FE-SEM combined with EDX spectroscopy

FE-SEM images of the Mn–MOF are shown in (Fig. 4a, and b). The Mn–MOF appeared to be sharp rectangular bricks with an average size of 0.424 × 1.66 × 2.85 μm. Furthermore, the single point EDX mapping analysis (Fig. 4c, Table S19) of Mn–MOF revealed the presence of C, N, O, and Mn as the building-block elements in the individual particles. The good distribution of the elements C, N, O, and Mn along the cross-section revealed by EDX analysis (Fig. 4c) also affirmed the formation of the Mn–MOF. The EDX data is in a good agreement with the elemental analysis data: C, 44.70; N, 8.87; O, 31.67; Mn, 8.70. Found: C, 44.97; N, 8.44; O, 37.85; and Mn, 8.74 (see Table S19).

Fig. 4. (a and b) Field-emission scanning electron microscopy images of the manganese metal–organic framework (Mn–MOF) at different magnification, (c) energy-dispersive X-ray analysis with a single point EDX mapping analysis of Mn–MOF, and (d) three-dimensional structural representation of the monomeric unit of Mn–MOF.

Fig. 4

Magnetic properties of Mn–MOF

Fig.
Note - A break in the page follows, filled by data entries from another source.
PR #3095, opened 2026-06-20
Fix(Put caching and holds prewarming to background tasks)

alejandrosanchezcabana:
## Summary
Fixing issue that makes the app go stale due to heavy foreground tasks, so moved them to background

## Release Notes

- [ ] Fix issue that made the app go stale due to heavy tasks


marcodejongh:
Thanks @alejandrosanchezcabana — great catch and fix. Your branch was based on an older `main` (before `scripts/check-commit-message.ts` existed), so its hooks/CI couldn't pass on this base. I rebased your commit onto current `main` and greened CI (added the missing `InteractionManager` mock to the climbs-list test, the real cause of `test-default` failing) in #3097, with your authorship preserved — and it's now merged. Closing this in favor of #3097. Thank you for the contribution! 🙏

PR #3678, opened 2026-07-16
feat(web): apply the Velvet Send design system (supersedes #3166)

marcodejongh:
## Summary

Resurrects #3166 — the full **Velvet Send** web migration (violet `#6D28D9` brand, fg/fill split, violet-tinted surfaces, geometry/motion, grade donut, `@boardsesh/velvet-tokens` shared package) — rebased onto current `main` by its original implementing agent, plus the gap work that accumulated while it was parked:

- **Kiosk-era re-sweep**: the gym-kiosk epic landed after the original branch point and still carried the retired dark palette — kiosk theme scope/preview move to the Velvet dark ladder, `brand-contrast` constants + fixtures follow, gym/admin manage pages read the scheme-aware `--color-primary`.
- **Design-panel fixes** (from a six-lens design review of the web translation):
  - ButtonBase gets an explicit 2px `:focus-visible` outline — keyboard focus was invisible on every button/tab/chip (WCAG 2.4.7).
  - The shared `live` brand role is emitted as `--color-live`; the board-presence lit-climb affordance rides it instead of `--color-warning`, matching mobile's amber in both schemes.
  - `accent.dark` pinned to `#F97316` (AA with dark text); SvgIcon accent override removed (accent is fill-only).
  - Button hover is a colour tint; the `translateY` lift is gone and Card shadow hover is gated behind `(hover: hover) and (pointer: fine)` so nothing sticks raised after a tap.
  - Parity test gains `--color-live` + `--color-error-muted-hover` rows and a snapshot guard pinning the deliberately divergent web surface ladder.
- **Dev-infra**: the dev orchestrator's backend health window goes 5s → 60s (a cold tsx boot on a loaded box outlives 5s, orphaning healthy backends).

Supersedes #3166 (closed; branch was force-pushed, so GitHub can't reopen it — original review context lives there). White dark-mode inputs are intentionally untouched here; the dark-input redesign and the form kit land in stacked follow-up PRs.

## Release Notes

- Boardsesh on the web gets a fresh look — the same violet **Velvet Send** style as the app, in light and dark.
- Keyboard climbers get visible focus rings everywhere.
- Your profile card's grade spread shows as a colourful donut instead of a flat bar.

## Test plan

- `vp run typecheck` — green across packages.
- `vp test run --project web` — 5,259 tests green (incl. parity + WCAG guard suites); `vp run test:mobile` — 3,833 green; `vp run check:mobile-bundle` — green (velvet-tokens extraction is behaviour-neutral for native).
[...]

PR #3696, opened 2026-07-16
fix(web): finish the scheme-var migration on flash surfaces + chart legend

marcodejongh:
## Summary

Follow-up to the #3678 review (items landed after the merge):

- **Flash tick states** read `themeTokens.colors.amber` directly while sibling branches were already on CSS vars. Amber now ships as `--color-amber` (scheme-invariant data yellow, added to the parity table), and the flash badge text rides `--color-on-accent` instead of a static neutral — so a future amber retune propagates and the dark-on-amber text stays scheme-stable.
- **Session grade chart**: the attempt bar was the one legend colour still token-derived; it's now a hardcoded scheme-neutral hex like its flash/send siblings (chart data can't resolve `var()`), with the rationale comment extended.

Note: the review also cited `inline-list-tick-bar.tsx`, but on merged main that file has no direct token reads — the flagged patterns all lived in `tick-button.tsx`.

## Release Notes

none

## Test plan

- `vp check` clean on all touched files; `vp run typecheck:web` green.
- Theme parity suite (35 tests) green incl. the new `--color-amber` row; logbook + charts component tests 155/155 green.

### DIFF
--- a/packages/web/app/components/charts/session-grade-bars.ts
+++ b/packages/web/app/components/charts/session-grade-bars.ts
@@ -5,8 +5,9 @@ import { formatVGrade } from '@/app/lib/grade-colors';
 // Legend colours (60% opacity). Scheme-neutral mid-tones so the bars stay
 // legible on both the light and the dark card surface — the brand success/error tones
 // are tuned per scheme and would wash out in the other one (these feed chart data, not
-// CSS, so a scheme-aware var() can't be used here). Attempt matches the light-scheme
-// neutral-300 lavender for the same reason.
+// CSS, so a scheme-aware var() can't be used here). All three are deliberately FROZEN
+// snapshots, not token-derived: a future palette retune must not silently recolour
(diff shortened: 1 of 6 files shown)


marcodejongh:
All three round-two items addressed in e9ed5b73a:

1. **play-view-tick-bar flash button** migrated to `var(--color-amber)` / `var(--color-on-accent)` (and its now-unused `themeTokens` import dropped). The other ~20 `themeTokens.colors.amber` reads in the app are non-flash data-yellow accents (stars, badges, playlist palettes) that the form-migration waves sweep file-by-file — deliberately out of scope for this follow-up.
2. **Chart legend comment** now states the decoupling is intentional: all three legend colours are frozen snapshots so a future palette retune can't silently recolour historical chart data.
3. **Regression test** added: asserts the flash variant renders `var(--color-amber)` background and `var(--color-on-accent)` text.

PR #3699, opened 2026-07-16
feat: gym duplicate merge tooling + admin review queue

marcodejongh:
> Builds on M1 (#3669, now merged into `main`): `merged_into_gym_id` + canonical resolution. This PR targets `main` directly; its migration `0183_bouncy_azazel` chains from M1's `0182_magical_thor`.

## What this does

Prod has ~46–60 physical duplicate gym rows (same normalized name within ~100 m, most 40–90 m apart from cross-provider coordinate drift) plus ~1,485 alias-less SYSTEM-owned gyms. The call: humans merge duplicates through an easy admin page — no bulk auto-apply.

**Merge library** (`packages/db/src/queries/gyms/merge-gyms.ts`): the cluster-merge internals moved out of the dedupe CLI so the backend can import them (the script is now a thin wrapper). Re-points boards, source aliases, follows, members, comments, feed items, notifications, votes onto the survivor — plus the two verified gaps:

- **gym_claims** — honours the unique-pending index. A claimant mid-flight on a twin lands on the canonical; if they already have a pending claim there, that one stands and the duplicate's is dropped (ON CONFLICT DO NOTHING semantics). Nobody loses their place.
- **gym_kiosks** — a live kiosk slug that collides on the canonical is suffixed (`main-wall` → `main-wall-2`) and returned as a **warning**. A re-slugged kiosk's printed install QR no longer resolves, so the merge surfaces it for reprinting.

**Audit table** (`gym_merge_audit`, migration `0183_bouncy_azazel`): one row per admin decision — `merged` (canonical + duplicate ids, moved counts, warnings) or `dismissed` (keyed by a stable hash of the sorted member gym ids so the queue hides that exact cluster).

**Backend admin GraphQL** (admin-gated via `requireAdmin`, mirroring the gym-claims review flow):

- `duplicateGymClusters` — tiered candidate clusters over LIVE gyms. Tier A: same normalized name within 20 m; tier B: within 150 m (the observed drift band). Each member marked with ownerType (system/user), claimStatus (none/pending/approved), provider origins, FK counts (boards/follows/members/kiosks/claims), coords + distance-to-canonical. Dismissed clusters excluded. Paginated.
- `orphanGyms` — alias-less SYSTEM-owned live gyms with no location-sync source. List-only, count summary + page (no bulk action).
- `mergeGyms` — validates every uuid is live + un-merged and that the canonical is not among the duplicates; runs the library merge per duplicate in one transaction; writes audit rows; returns per-duplicate moved counts + kiosk-slug warnings.
- `dismissGymCluster` — writes the dismissal audit row.

**Web `/admin/gym-duplicates`** (cloned from `/admin/gym-claims`, same `checkAdmin` gate): cluster cards with member rows (owner/claim badges, provider chips, FK counts, distance); canonical pre-selected by rule — a claimed or user-owned row always wins over SYSTEM regardless of completeness, ties fall back to completeness-then-oldest — with an admin radio override; a merge confirm dialog listing exactly what moves (board/follow/member/kiosk/claim counts) plus any kiosk-slug warning after; a dismiss button; and a second tab for the orphan audit. Linked from the `/admin` index. i18n across en-US/es/fr.

**CLI `--backfill-pointers`** (M1's deferred follow-up): re-clusters pre-pointer SOFT-DELETED twins (the ~46–60 pre-M1 merged rows) against live gyms by name + distance (same tiers) and sets their missing `merged_into_gym_id`, so old uuids/slugs (printed kiosk QRs) resolve to the survivor. Report-only by default; `--apply` writes, under human review.

- `vp run db:dedupe-gyms --backfill-pointers` — dry-run report
- `vp run db:dedupe-gyms --backfill-pointers --apply` — set the pointers

## Kiosk-slug warning example

Merging a twin whose kiosk slug `main-wall` collides with the canonical's `main-wall` returns:

```json
{ "type": "kiosk_slug_changed", "kioskUuid": "…", "kioskName": "Main Wall",
  "previousSlug": "main-wall", "newSlug": "main-wall-2" }
```

The UI shows this in a persistent warning banner so the gym reprints that wall's install QR.

## Tests

- **db** (`dedupe-gym-locations.integration.test.ts`): moved-counts accuracy, `merged_into` set on the twin, claims unique-pending conflict path, kiosk slug-suffix warning; `--backfill-pointers` arg parsing.
- **backend** (`gym-duplicates.test.ts`): admin gate denies non-admin + anonymous on every resolver, tier A vs B classification, user-owned/claimed canonical preference, dismissal filtering, orphan listing, and mergeGyms end-to-end (boards/members/kiosks/claims re-point, merged_into pointer, audit rows).

## Notes

- The merge SQL now uses bare `'gym'` literals instead of `'gym'::social_entity_type` casts — the untyped literal coerces to the enum in prod and string-compares against the backend test schema's text column, so the same code is portable across both.
- `gym_member_role` was added to the backend test schema (`schema-sql.ts`) because the member-collapse upsert builds an enum-typed value there.

## Review fixes (Fable pass)

- **Member role precedence** — the member-collapse upsert now preserves `admin > editor > member` on both the SELECT and the ON CONFLICT sides, so a twin's editor arrives as editor and the canonical's own editor is never demoted to member. Covered by a new editor-role test (db + backend).
- **`is_public` no longer forced** — merging into a user-owned private gym keeps the survivor's own `is_public`; the metadata backfill only fills empty fields.
- **SYSTEM-canonical override guard** — `mergeGyms` rejects an inverted pre-selection (a SYSTEM row kept as survivor over a user-owned or claim-approved duplicate) unless the input carries `allowSystemCanonicalOverride: true`. The panel detects the inversion, shows a warning in the confirm dialog, and only then sends the flag.
- **Audit reversibility** — (a) every merge audit row now stores per-table moved-row ids (`moved_rows` jsonb: board/source/follow/member/claim/kiosk/comment/feed/notification/vote ids + soft-deleted gym id), not just aggregate counts, so a bad merge can be traced and manually reversed. (b) **Chosen approach for the collided pending claims: re-point to the canonical and flip to `expired`** (an existing `gym_claim_status` value — no new enum, no migration), instead of deleting them. The claimant's full claim content is preserved on the survivor and their live canonical claim still stands.
- **Backfill ambiguity guard** — `--backfill-pointers` now skips a twin when a second live candidate sits within the match band (reported, never pointed — a wrong pointer redirects printed QRs to the wrong gym), and restricts to SYSTEM-owned twins by default (`--include-non-system-twins` to opt in).
- **Orphan copy fixed** — `orphans.summary` now says "system-owned gyms with no location-sync source" (what the query returns) in all three locales, not the old "no boards, members, or followers".

**Discretionary items deferred (noted, not blocking):** metadata backfill for website/logo/brand colours (finding 7), a lock-ordering comment, audit-count-noise cleanups (live-only board counts, self-upsert votes), i18next plural forms in the panel counts, RadioGroup aria-labels, and double-merge-idempotency / signature-resurface tests.

## Release Notes

One gym, one page — we're merging duplicate gym listings, and your follows, boards, and kiosks ride along to the surviving page. If a merge shifts a kiosk's address, we flag it so the gym can reprint that wall's install QR.

https://claude.ai/code/session_019VGxf4ZJGFRanuJGrRMDgY

### DIFF
--- a/packages/backend/src/__tests__/gym-duplicates.test.ts
+++ b/packages/backend/src/__tests__/gym-duplicates.test.ts
@@ -1,0 +1,373 @@
+import { describe, it, expect, beforeEach } from 'vite-plus/test';
+import { v4 as uuidv4 } from 'uuid';
+import { sql } from 'drizzle-orm';
+import type { ConnectionContext } from '@boardsesh/shared-schema';
+import { db } from '../db/client';
+import { socialGymDuplicateQueries, socialGymDuplicateMutations } from '../graphql/resolvers/social/gym-duplicates';
+
+/**
+ * Real-DB coverage for the /admin/gym-duplicates review queue: the admin gate,
+ * the tiered candidate clustering, dismissal filtering, the orphan audit, and the
+ * mergeGyms mutation (claims unique-pending conflict, kiosk slug-suffix warning,
+ * moved counts, merged_into pointer, audit rows).
+ *
+ * Mirrors gym-write-access-and-claims.test.ts: seeds via raw SQL and calls the
+ * resolvers directly against the per-worker test DB.
+ */
+
+const SYSTEM_OWNER = '00000000-0000-0000-0000-000000000000';
+const ADMIN = 'gd-admin';
+const PLAIN_USER = 'gd-plain';
+const GYM_OWNER = 'gd-gym-owner';
+const CLAIMANT_BOTH = 'gd-claimant-both';
+const CLAIMANT_DUP_ONLY = 'gd-claimant-dup';
+
+const ALL_USERS = [SYSTEM_OWNER, ADMIN, PLAIN_USER, GYM_OWNER, CLAIMANT_BOTH, CLAIMANT_DUP_ONLY];
+
+const authCtx = (userId: string): ConnectionContext =>
+  ({ connectionId: `conn-${userId}`, isAuthenticated: true, userId }) as ConnectionContext;
+
+const anonCtx = (): ConnectionContext => ({ connectionId: 'conn-anon', isAuthenticated: false }) as ConnectionContext;
+
+const insertUser = (id: string) =>
+  db.execute(sql`
+    INSERT INTO "users" (id, email, name, created_at, updated_at)
+    VALUES (${id}, ${id + '@test.com'}, ${'User ' + id}, now(), now())
+    ON CONFLICT (id) DO NOTHING
+  `);
+
+const insertAdminRole = (userId: string) =>
+  db.execute(sql`
+    INSERT INTO community_roles (user_id, role, board_type, created_at)
+    VALUES (${userId}, 'admin', NULL, now())
+  `);
+
+const insertGym = async (opts: {
+  ownerId: string;
+  name: string;
+  latitude: number;
+  longitude: number;
+  createdAt?: string;
+  uuid?: string;
+}): Promise<{ id: number; uuid: string }> => {
+  const { ownerId, name, latitude, longitude, createdAt = '2026-01-01T00:00:00Z', uuid = uuidv4() } = opts;
+  const result = await db.execute(sql`
+    INSERT INTO gyms (uuid, name, slug, owner_id, latitude, longitude, is_public, created_at, updated_at)
+    VALUES (${uuid}, ${name}, ${uuid}, ${ownerId}, ${latitude}, ${longitude}, true, ${createdAt}, ${createdAt})
+    RETURNING id
+  `);
+  return { id: Number(Array.from(result as Iterable<{ id: number }>)[0].id), uuid };
+};
+
+const insertBoard = async (gymId: number, ownerId: string): Promise<void> => {
+  const uuid = uuidv4();
+  await db.execute(sql`
+    INSERT INTO user_boards
+      (uuid, slug, owner_id, board_type, layout_id, size_id, set_ids, name, gym_id, is_public, created_at, updated_at)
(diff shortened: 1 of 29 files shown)


marcodejongh:
Conflicts and PR feedcback requires fixing

marcodejongh:
Addressed the claude-review findings (commit `82c46a5`):

**Fixed**
1. **Unbounded dismissed-signatures load** — `fetchDismissedSignatures()` no longer materializes the whole dismissal history. It's now `fetchDismissedSignaturesAmong(signatures)`: build the candidate clusters first, then query `gym_merge_audit WHERE action='dismissed' AND cluster_signature IN (<current page's signatures>)`. The result set is bounded by the number of candidate clusters, not by how much the queue has been used over time.
2. **`error === 0` footgun** — both panel error states are now `{ offset: number } | null` (was `number | null`), so an offset of 0 can never read as "no error".
3. **Orphan rows now link to the gym** — added `slug` to `orphanGyms`/`OrphanGym`; each orphan row's name links to `/gym/${slug ?? gymUuid}` (same slug-first, uuid-fallback pattern the rest of the app uses).
4. **Duplicate `gym_members` DDL** — removed the dead second `DROP+CREATE gym_members` block in `schema-sql.ts` (kept the earlier one alongside the follow/member enrichment tables).

**Acceptable as-is (noted, not changed)**
- **`orphanGyms` two round-trips** (count + page) — fine at current scale; it's an admin-only, low-traffic audit list.
- **Vote consolidation is most-recent-wins** — intended merge semantic (a person has one current opinion of the gym, not a sum of stale votes). Added a one-line comment in `merge-gyms.ts` documenting it.

Validation: `vp check`, `vp run typecheck` (db/backend/web), backend tests (7/7, `VITEST_POOL_ID=solo-m2`), and web tests (5685/5685) all green; codegen no-drift.

PR #3700, opened 2026-07-16
feat(web): dark inputs on the Velvet elevated surface — white-input rule retired

marcodejongh:
## Summary

Phase 2 of the Velvet Send web epic (#3678 follow-on): dark mode stops forcing white input fields. All values were contrast-verified by the design panel before implementation:

- **Dark fields** ride the elevated violet surface `#2F234A` with a `rgba(195,188,211,0.5)` resting border (≥3:1 composited against field, card, and page); hover brightens the **border**, not the surface; text `#E7E2F0` (~9:1), placeholder `#A9A2B6` (AA).
- **MUI v7's dark Paper elevation overlay is disabled** and dialog/drawer/menu paper pinned to the token surface — the overlay was washing dark dialogs to ~`#49415B`, where secondary text silently fell below AA (invisible to token-based tests; now guarded).
- **Focus flips to the foreground violet `#A78BFA`** (the fill `#7C3AED` only cleared 3:1 against white fields — 2.5:1 on the new dark ones). The seven dark white-input overrides die, including the dual-tone `MuiInputLabel` hack that caused the clipped-label bug that kicked off this whole epic.
- **Autofill guard**: Chrome/Safari autofill can no longer flash a white fill over dark fields; caret colour rides the input text token.
- **Light error text darkens to `#B91C1C`** (was 4.40:1 at helper size on the tinted page — AA fail).
- **16px inputs unconditionally** and the `max-width: 768px` iOS zoom-guard block dies — it missed iPads entirely (the original bug screenshot device zoomed on focus).
- Guard suite: `--input-*` parity rows, ~10 new WCAG assertions, and a Paper-overlay-disabled tripwire. The CLAUDE.md white-input rule is rewritten.

QA: dev server on the branch at https://vibetunnel-dev-1.tailedd9d5.ts.net:3001 — exercise auth, search drawer, log-ascent, board edit, and any dialog in dark + light.

## Release Notes

- Dark mode forms finally look like they belong: input fields sit on the same violet surfaces as the rest of the app, with a clear violet focus ring — no more glaring white boxes.
- Autofill no longer flashes your login fields white in dark mode, and iPads stop zooming when you tap a field.

## Test plan

- `vp run typecheck:web`, `vp run build:web` — green.
- Theme guard suite: 47 tests green (parity rows for every `--input-*` var; ≥3:1 / ≥4.5:1 assertions for border, text, placeholder, focus, and error on every surface they sit on; Paper-overlay tripwire).
- Manual QA in both schemes on the dev server (see link above).

### DIFF
--- a/CLAUDE.md
+++ b/CLAUDE.md
@@ -152,7 +152,7 @@ Vitest via `vp test`. Backend tests auto-start postgres+redis via `packages/back
 - **Web uses MUI.** Always MUI components and props. Avoid the `style` prop. Always use design tokens from `packages/web/app/theme/theme-config.ts` for colours/spacing — no hardcoded values.
 - Use CSS media queries for responsive design. Avoid JS breakpoint detection (`Grid.useBreakpoint()`).
 - Remove dead code as you go.
-- **Dark mode uses white input fields.** Intentional for contrast (`darkTokens.semantic.inputSurface`). Do not change.
+- **Dark mode inputs use the elevated dark surface** (`darkTokens.semantic.inputSurface`, #2F234A) with a violet `#A78BFA` focus ring — don't force white fields (`--input-*` vars in index.css are the source of truth).
 - **Never hardcode user-facing strings** in `packages/web/app/**/*.tsx` — all visible text via i18n catalogs. CI runs `vp run check:i18n` and `vp run check:i18n:orphans`. Mark unresolvable dynamic lookups with `// i18n-keep namespace.dotted.key`.
 - **Variable names describe contents.** No single-letter aliases (`r`, `x`, `s`) or vague placeholders (`data`, `info`, `temp`, `value`) outside tight loops. Destructure at the use site instead of generic aliases.
 - **Drizzle ORM over raw SQL.** Use `db.select/insert/update/delete()`. Raw `sql` from `drizzle-orm` only when the query genuinely can't be expressed otherwise. Importing `sql` from `@/app/lib/db/db` (raw Neon HTTP client) is lint-blocked.
--- a/docs/ai-design-guidelines.md
+++ b/docs/ai-design-guidelines.md
@@ -538,6 +538,11 @@ The web app renders Velvet Send in light and dark. Wiring notes specific to web:
 - **Scheme-awareness.** A direct `themeTokens.colors.{primary,success,error,warning,info}` read renders
   the _light_ value in dark mode — use the scheme-aware CSS vars instead: `var(--color-primary)`
   (foreground), `var(--color-primary-fill)` (fills), `var(--color-success|error|warning|info)` (status).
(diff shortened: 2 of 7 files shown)


marcodejongh:
All review items addressed in 1cb29f2ad:

1. **MuiInputLabel** — shared override keeps legacy floating labels on `text.secondary` (resting *and* shrunk — on the new dark fields one colour works for both, which is exactly why the dual-tone hack could die), quiet on focus so the 2px violet outline carries it. New guard assertions cover the shrunk label over the page and card in both schemes.
2. **MuiFilledInput / MuiAutocomplete** — filled inputs now ride the `--input-*` family; the Autocomplete **popup paper** is pinned to the elevated surface (it renders through a Popper, so the Menu/Popover pins didn't reach it). Autocomplete's *input* was already covered — it composes MuiOutlinedInput. Text pairings guarded.
3. **color-mix() fallback** — disabled fields get an opaque `--input-bg-hover` fallback behind an `@supports` gate for Safari < 16.2.
4. **blendOpaque + rgb()** — no change needed: the regex is `/rgba?\(/` which matches `rgb()`, and alpha already defaults to 1 when the fourth channel is absent (line below the match). The throw only fires for hex/named colours, which is a deliberate misuse guard for a compositing helper.
5. **Tests** — floating-label, filled/input-text, and elevated-popup-paper pairings added; theme suite now 50 assertions.

marcodejongh:
Round-two nits addressed in 625ab8bfd:

1. **`--input-text` wired** — `MuiInputBase` input colour now reads the var (single source of truth with the autofill guard).
2. **Firefox autofill** — the standard `input:autofill` block now carries unprefixed `box-shadow`/`background-color`/`color` (the WebKit-prefixed properties were inert there).
3. **Drawer radius parity** — false positive: `sharedComponents.MuiDrawer.styleOverrides.paper` already pins `borderRadius.lg` for both schemes; the dark override spreads those shared slots and only adds the elevated surface + border.
4. **Caret duplication** — the standard block no longer duplicates the WebKit properties; the two blocks now serve their respective engines.

marcodejongh:
Round three addressed in 3c24f6d41:

- **Disabled input text** — real bug, good catch: the direct `color` rule on the input element beat the wrapper's inherited `text.disabled`. Restated on the input slot itself (`color` + `WebkitTextFillColor` for WebKit's disabled rendering), with a per-scheme wiring test so it can't silently regress.
- **Doc gap** — `docs/ai-design-guidelines.md`'s web section now documents the `--input-*` family as the source of truth and the dark elevated-field rule.

marcodejongh:
Filled-input disabled dimming added in the latest commit — same surface + color-mix/@supports treatment as outlined fields. With the verdict at ready-to-merge two rounds running, I'll mark the PR ready once this CI cycle is green.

S20 shows the magnetization curve obtained by VSM at room temperature (300 K) for the Mn MOF. From this curve, it can be seen that the saturation magnetization value (Ms) of the Mn–MOF was found to be 42.067 emu g−1 at 2 kOe with negligible coercivity and remanence. The magnetization curve features show a superparamagnetic (SPM) behavior of the Mn–MOF which can be assigned to an assembly of non-interacting enormous magnetic moments and their small crystallite size, which makes it easier for the Mn–MOF to be thermally activated to overcome the magnetic anisotropy.34

On the basis of the physical and spectral data of the Mn–MOF discussed, we can deduce that the structure is as suggested in (Fig. 4d).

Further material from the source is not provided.